Work instruction: Answer with a single number: the count of lines below that hold "blob".

:: Data for this task

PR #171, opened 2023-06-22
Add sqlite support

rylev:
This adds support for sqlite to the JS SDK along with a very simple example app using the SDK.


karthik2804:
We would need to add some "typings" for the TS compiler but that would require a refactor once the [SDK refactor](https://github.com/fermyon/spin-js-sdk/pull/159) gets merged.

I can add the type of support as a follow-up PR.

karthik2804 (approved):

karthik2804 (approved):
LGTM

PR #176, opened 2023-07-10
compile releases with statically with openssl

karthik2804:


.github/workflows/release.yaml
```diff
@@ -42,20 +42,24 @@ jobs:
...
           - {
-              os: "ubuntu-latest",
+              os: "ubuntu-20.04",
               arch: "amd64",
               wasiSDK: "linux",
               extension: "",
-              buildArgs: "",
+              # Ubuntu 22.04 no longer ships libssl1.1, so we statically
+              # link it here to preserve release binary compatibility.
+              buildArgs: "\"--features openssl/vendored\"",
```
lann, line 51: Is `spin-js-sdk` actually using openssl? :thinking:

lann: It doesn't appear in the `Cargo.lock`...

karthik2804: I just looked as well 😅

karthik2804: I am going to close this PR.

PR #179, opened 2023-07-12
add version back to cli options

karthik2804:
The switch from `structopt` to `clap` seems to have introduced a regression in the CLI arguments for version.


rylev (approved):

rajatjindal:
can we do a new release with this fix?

::::
:: Data for this task

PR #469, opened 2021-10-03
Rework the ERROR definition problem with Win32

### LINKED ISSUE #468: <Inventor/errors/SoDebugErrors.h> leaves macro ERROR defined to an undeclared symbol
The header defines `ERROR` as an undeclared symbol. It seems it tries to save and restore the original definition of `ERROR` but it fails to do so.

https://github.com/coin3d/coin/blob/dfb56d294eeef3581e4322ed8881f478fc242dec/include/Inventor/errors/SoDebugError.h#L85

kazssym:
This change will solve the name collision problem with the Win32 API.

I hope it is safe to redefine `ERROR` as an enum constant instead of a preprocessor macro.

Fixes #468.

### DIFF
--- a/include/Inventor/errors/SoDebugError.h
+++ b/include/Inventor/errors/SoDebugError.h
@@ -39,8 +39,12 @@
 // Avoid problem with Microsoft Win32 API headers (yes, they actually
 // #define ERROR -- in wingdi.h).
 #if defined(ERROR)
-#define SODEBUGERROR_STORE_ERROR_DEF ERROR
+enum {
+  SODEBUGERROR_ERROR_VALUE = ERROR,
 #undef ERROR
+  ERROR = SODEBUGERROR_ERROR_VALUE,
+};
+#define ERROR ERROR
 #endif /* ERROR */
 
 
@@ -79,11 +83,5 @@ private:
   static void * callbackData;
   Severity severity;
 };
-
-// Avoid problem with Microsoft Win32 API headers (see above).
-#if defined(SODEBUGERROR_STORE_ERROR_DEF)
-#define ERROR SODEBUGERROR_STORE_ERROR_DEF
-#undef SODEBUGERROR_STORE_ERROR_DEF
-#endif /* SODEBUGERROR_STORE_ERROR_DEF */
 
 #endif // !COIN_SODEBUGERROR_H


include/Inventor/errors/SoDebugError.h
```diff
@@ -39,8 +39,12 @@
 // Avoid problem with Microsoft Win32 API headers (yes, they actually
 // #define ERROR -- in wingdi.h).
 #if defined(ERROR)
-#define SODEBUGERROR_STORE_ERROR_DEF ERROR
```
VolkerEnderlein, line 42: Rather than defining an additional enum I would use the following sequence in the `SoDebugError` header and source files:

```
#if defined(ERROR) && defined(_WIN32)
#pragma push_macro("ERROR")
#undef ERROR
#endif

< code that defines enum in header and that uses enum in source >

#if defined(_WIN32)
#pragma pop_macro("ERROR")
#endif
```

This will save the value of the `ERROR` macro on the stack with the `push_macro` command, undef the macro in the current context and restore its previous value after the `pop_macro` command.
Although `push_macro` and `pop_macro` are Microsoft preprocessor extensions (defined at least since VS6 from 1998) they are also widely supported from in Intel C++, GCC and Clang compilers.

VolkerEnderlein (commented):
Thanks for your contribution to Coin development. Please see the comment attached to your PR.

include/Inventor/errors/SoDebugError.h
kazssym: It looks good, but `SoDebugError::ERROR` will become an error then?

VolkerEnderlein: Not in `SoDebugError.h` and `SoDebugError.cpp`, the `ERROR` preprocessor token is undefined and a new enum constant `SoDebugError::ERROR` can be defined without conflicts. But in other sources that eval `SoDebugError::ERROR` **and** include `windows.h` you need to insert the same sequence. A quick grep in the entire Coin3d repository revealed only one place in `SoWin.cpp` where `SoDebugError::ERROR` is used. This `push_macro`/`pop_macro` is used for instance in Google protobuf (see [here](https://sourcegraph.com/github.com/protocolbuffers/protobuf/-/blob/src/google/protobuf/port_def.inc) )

::::

Solved problem: 2